Our results suggest that a benefit of statin administration in transplantation may include amelioration of GA primarily by inhibiting alloreactive T-cell accumulation and consequent IFN-gamma production and secondarily through suppression of the arterial response to IFN-gamma.

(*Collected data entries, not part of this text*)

PR #2537, opened 2026-03-05
grpc: fix shutdown ref cycles in Channel and Subchannel

dfawley:
- Channel ref cycle:
  - LbController impl'd WorkScheduler which was given to child LB policy
  - LbController owns child LB policy directly

- Subchannel ref cycle:
  - Spawned task holds a ref to the InternalSubchannel
  - Task relies on receiver erroring to exit
  - Sender is held by the InternalSubchannel, creating a direct reference cycle

---

- Fixed Channel by creating a separate type to impl WorkScheduler

- Fixed Subchannel:
  - Removed the "one task" entirely
  - Restructured so that an Arc<Mutex<Inner>> handles all the state transitions
  - Any spawned tasks await a signal that the outer InternalSubchannel was dropped

### DIFF
--- a/grpc/src/client/load_balancing/mod.rs
+++ b/grpc/src/client/load_balancing/mod.rs
@@ -538,7 +538,7 @@ impl Subchannel for ExternalSubchannel {
 
     fn connect(&self) {
         println!("connect called for subchannel: {self}");
-        self.isc.as_ref().unwrap().connect(false);
+        self.isc.as_ref().unwrap().connect();
     }
 }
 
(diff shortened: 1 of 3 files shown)


nathanielford:
(Notes from in-person discussion)
* The InternalSubchannel/InnerSubchannel distinction is confusing and has the scent of being too complicated.
* It's probable that what we want is that the task managing the FSM should own the InnerSubchannel, allowing us to skip the data Arc. 
* This would mean the InternalSubchannel should just have send ability to the InnerSubchannel. If we have a watcher that can have the transport filled in, that should be sufficient. This gets us out of both of having a loop that prevents the task from shutting down and also the awkward ownership/packaging the Internal/Inner subchannels has at present.

This refactor should happen on it's own, after this PR. Given that this removes the cyclical references and unblocks us, we're going to push it through.

nathanielford (approved):
(See previous notes - there is work to simplify this area of code, but the core pain point is handled for now!)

移植血管动脉硬化(GA)是限制器官移植长期预后的重要因素。我们利用嵌合人源化小鼠系统在人体血管中模拟这种动脉病变,发现实验性GA的形态学和功能变化依赖于干扰素(IFN)-γ。本研究评估了被描述为IFN-γ产生抑制剂的3-羟基-3-甲基戊二酰辅酶A(HMG-CoA)还原酶抑制剂是否会影响我们模型中的GA。
将人动脉段作为主动脉间置移植物移植到C.B.-17严重联合免疫缺陷-米色小鼠体内,并接种异体人外周血单个核细胞(PBMC)或编码人IFN-γ的复制缺陷型腺病毒。对接受不同剂量载体、阿托伐他汀或辛伐他汀治疗的受体的移植动脉进行分析。还在体外研究了他汀类药物对T细胞对血管内皮细胞同种异体反应的影响。
PBMC诱导的移植血管动脉硬化样动脉病变在阿托伐他汀剂量为30mg/kg/天或辛伐他汀剂量为100mg/kg/天时减轻,这与移植组织中浸润的CD3+T细胞减少相关。循环IFN-γ也减少,移植组织中的IFN-γ、IFN-γ诱导的趋化因子转录本以及移植组织中人白细胞抗原-DR表达也减少。在无人PBMC情况下由人IFN-γ直接诱导的移植血管动脉硬化也被阿托伐他汀减轻,但仅在最高剂量100mg/kg/天时有效。最后,阿托伐他汀减少了人CD4+T细胞在共培养中对异体内皮细胞反应时白细胞介素-2的克隆扩增和产生,但不影响IFN-γ的产生。
我们的结果表明,他汀类药物在移植中的益处可能包括主要通过抑制同种异体反应性T细胞积累及随后的IFN-γ产生,以及其次通过抑制动脉对IFN-γ的反应来改善GA。